Perform synthetic division again:
\[
\begin{array}{r|rrrrrr}
-2 & 1 & 5 & 10 & 10 & 5 & 2 \\
& & -2 & -6 & -8 & -4 & -2 \\
\hline
& 1 & 3 & 4 & 2 & 1 & 0 \\
\end{array}
\]
The quotient is:
\[ x^4 + 3x^3 + 4x^2 + 2x + 1 \]
#### Step 5: Solve the Quartic Polynomial
We now solve:
\[ x^4 + 3x^3 + 4x^2 + 2x + 1 = 0 \]
Notice that this polynomial can be factored as:
\[ (x^2 + x + 1)^2 = 0 \]
Thus, the roots of \( x^2 + x + 1 = 0 \) are:
\[ x = \frac{-1 \pm \sqrt{-3}}{2} = \frac{-1 \pm i\sqrt{3}}{2} \]
#### Final Roots:
The roots of the original polynomial are:
\[ x = -2, -2, \frac{-1 + i\sqrt{3}}{2}, \frac{-1 + i\sqrt{3}}{2}, \frac{-1 - i\sqrt{3}}{2}, \frac{-1 - i\sqrt{3}}{2} \]

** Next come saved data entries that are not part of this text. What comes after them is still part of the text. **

PR #9077, opened 2026-08-29
fix(codegen): preserve undefined from OOB byte reads

### LINKED ISSUE #9039: Out-of-bounds Uint8Array read pushed into an array stores 0 instead of undefined

proggeramlug:
## Summary

- keep out-of-bounds-capable Uint8Array and Buffer reads out of the unconditional integer-local proof
- route byte-read locals through the observation-constrained i32 analysis so coercing consumers stay optimized while bare consumers preserve undefined
- add unit coverage plus a Node-parity regression for the array-push reproducer

## Tests

- cargo fmt --all -- --check
- cargo test -p perry-codegen --lib (1346 passed, 1 ignored)
- ./run_parity_tests.sh --filter uint8array_oob_push_9039
- ./run_parity_tests.sh --filter uint8array_nonnumeric_key_7700

Closes #9039

## Summary by CodeRabbit

* **Bug Fixes**
  * Fixed out-of-bounds `Uint8Array` and `Buffer` reads so they remain `undefined` when stored in regular arrays, instead of becoming `0`.
  * Corrected type handling for byte reads while preserving expected behavior when values are explicitly coerced to integers.

* **Tests**
  * Added coverage for out-of-bounds typed-array and buffer reads, including array contents and reported value types.

### DIFF
--- a/changelog.d/9077-byte-read-oob-undefined.md
+++ b/changelog.d/9077-byte-read-oob-undefined.md
@@ -1,0 +1,4 @@
+### Fixed
+
+- Out-of-bounds `Uint8Array` and `Buffer` reads now preserve `undefined` when
+  their value is stored in a plain array instead of silently becoming `0`.
--- a/crates/perry-codegen/src/collectors/int_valued_ta_locals.rs
+++ b/crates/perry-codegen/src/collectors/int_valued_ta_locals.rs
@@ -25,8 +25,8 @@
 //! An integer typed-array or guarded numeric-array element read is numeric only
 //! **in-bounds**. An OOB / negative / fractional index yields **`undefined`**
 //! (a NaN-boxed value), NOT an integer.
-//! (`Uint8ArrayGet` is safely integer-valued because its accessor returns `0`
-//! OOB — a general typed-array read does not.) So marking such a local i32
+//! (`Uint8ArrayGet` / `BufferIndexGet` have the same Number-or-`undefined`
+//! contract as a general typed-array read.) So marking such a local i32
 //! unconditionally would let `let x = S[oob]; console.log(x)` print a number
 //! (`fptosi(undefined)` garbage / the seeded `0`) where JS prints `undefined`.
 //!
@@ -157,6 +157,19 @@ fn uint8array_get_is_byte_read(index: &Expr, numeric_locals: &HashSet<u32>) -> b
     super::uint8array_get_reads_a_byte(index, &mut |id| numeric_locals.contains(&id))
 }
 
+/// Byte element reads have the same possibly-OOB `undefined` seed semantics
+/// as the general integer typed-array reads above. Keep them out of the
+/// unconditional integer-local proof and admit them only through this
+/// analysis, whose observation walk proves that `undefined` and its i32 image
+/// `0` cannot be distinguished.
+fn is_byte_i32_image_seed_read(e: &Expr, numeric_locals: &HashSet<u32>) -> bool {
+    match e {
+        Expr::Uint8ArrayGet { index, .. } => uint8array_get_is_byte_read(index, numeric_locals),
+        Expr::BufferIndexGet { .. } => true,
+        _ => false,
+    }
+}
+
 fn is_bitwise_binop(op: BinaryOp) -> bool {
     matches!(
         op,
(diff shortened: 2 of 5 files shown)


proggeramlug:
Merged — this closes #9039, which I filed, and my original reproducer now matches node byte-for-byte.

The header comment this deletes is the whole bug:

> `Uint8ArrayGet` is safely integer-valued because its accessor returns `0` OOB

Both halves fail. The accessor returning `0` OOB is not a licence to call the read integer-valued — it *is* the defect, because JS says `undefined` there. So the premise was describing the symptom and the conclusion inherited it. Replacing it with "`Uint8ArrayGet` / `BufferIndexGet` have the same Number-or-`undefined` contract as a general typed-array read" puts byte reads under the same rule as every other typed-array element read, which is where they always belonged.

What I like about the shape of the fix: the claim is removed from the three *unconditional* proof sites (`int32_producing_deps`, `is_int32_producing_expr`, `write_establishes_exact_i32`/`additive_write_admissible`) and re-admitted only through `write_is_i32_producing_safe`, whose observation walk proves `undefined` and its i32 image `0` are indistinguishable at every use. That keeps the optimization exactly where it is sound instead of dropping it wholesale — `u[oob] | 0` still gets an i32 slot, `a.push(u[oob])` no longer does.

Verified against node v26.5.1, 9 cases, byte-identical including the ones that must *not* regress:

| | case | node |
|---|---|---|
| A | `a.push(u[99])` ×3 — the #9039 repro | `[null,null,null]` |
| B | `a.push(u[1])` — in-bounds still numeric | `[8,8,8]` |
| C | `u["oops"]` — #7700 non-numeric key | `[null,null,null]` |
| E | `s += u[i]` past the end — coercing consumer | `24`, `NaN` |
| F | `Buffer.from([1,2,3])[10]` — same contract | `[null,null]` |
| G | `u[99]|0`, `u[99]>>>0`, `Number(u[99])` | `0`, `0`, `NaN` |
| H | `dst[i] = u[i+5]` — OOB read into a TA store | `0,0,0` |
| I | `u[99] === undefined`, `!!u[99]` | `true`, `false` |

E and G are the ones that would have shown an over-correction; both keep the coercion. The unit tests cover the discriminating pair directly (bare push observes the distinction, `| 0` does not) and mirror it for `Buffer`.

`numeric_locals` going to `_numeric_locals` in `write_establishes_exact_i32` is fine — the parameter earns its place by keeping the sibling predicates' signatures uniform.

Validation: codegen 1347 passed, runtime 2812 passed (`RUST_TEST_THREADS=1`), perry --bins 1066 passed, fmt clean, `run_lint_gates.sh` all 60 gates passed; 2 CI-only skipped.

#### Complete Factorization:
\[ (x + 2)^2 \left( x^2 + x + 1 \right)^2 \]
---
Part 2: Polynomial Equation
#### Given Polynomial:
\[ x^4 + 2x^3 - 5x^2 - 6x = 0 \]
#### Step 1: Factor Out the Greatest Common Factor (GCF)
Factor out \( x \):
\[ x(x^3 + 2x^2 - 5x - 6) = 0 \]
This gives one root:
\[ x = 0 \]
#### Step 2: Solve the Cubic Polynomial
Solve:
\[ x^3 + 2x^2 - 5x - 6 = 0 \]
Use the Rational Root Theorem. Possible rational roots are:
\[ \pm 1, \pm 2, \pm 3, \pm 6 \]
- Test \( x = -1 \):
\[
(-1)^3 + 2(-1)^2 - 5(-1) - 6 = -1 + 2 + 5 - 6 = 0
\]
\( x = -1 \) is a root.
Perform synthetic division:
\[
\begin{array}{r|rrrr}
-1 & 1 & 2 & -5 & -6 \\
& & -1 & -1 & 6 \\
\hline
& 1 & 1 & -6 & 0 \\
\end{array}
\]
The quotient is:
\[ x^2 + x - 6 \]
#### Step 3: Factor the Quadratic Polynomial
Factor:
\[ x^2 + x - 6 = (x + 3)(x - 2) \]
#### Final Roots:
The roots of the original polynomial are:
\[ x = 0, -1, -3, 2 \]
#### Complete Factorization:
\[ x(x + 1)(x + 3)(x - 2) \]
---
Final Answers:
1. For \( x^6 + 7x^5 + 20x^4 + 30x^3 + 25x^2 + 12x + 2 = 0 \):
- Roots: \( x = -2, -2, \frac{-1 + i\sqrt{3}}{2}, \frac{-1 + i\sqrt{3}}{2}, \frac{-1 - i\sqrt{3}}{2}, \frac{-1 - i\sqrt{3}}{2} \)
- Complete Factorization: \( (x + 2)^2 \left( x^2 + x + 1 \right)^2 \)
2. For \( x^4 + 2x^3 - 5x^2 - 6x = 0 \):
- Roots: \( x = 0, -1, -3, 2 \)
- Complete Factorization: \( x(x + 1)(x + 3)(x - 2) \)
Boxed Final Answer:
\[
\boxed{
\begin{aligned}
&\text{Part 1:} \\
&\text{Roots: } x = -2, -2, \frac{-1 + i\sqrt{3}}{2}, \frac{-1 + i\sqrt{3}}{2}, \frac{-1 - i\sqrt{3}}{2}, \frac{-1 - i\sqrt{3}}{2} \\
&\text{Complete Factorization: } (x + 2)^2 \left( x^2 + x + 1 \right)^2 \\
&\text{Part 2:} \\
&\text{Roots: } x = 0, -1, -3, 2 \\
&\text{Complete Factorization: } x(x + 1)(x + 3)(x - 2)
\end{aligned}
}
\]
Parent Tip: Review the logic above to help your child master the concept of rational root theorem worksheet.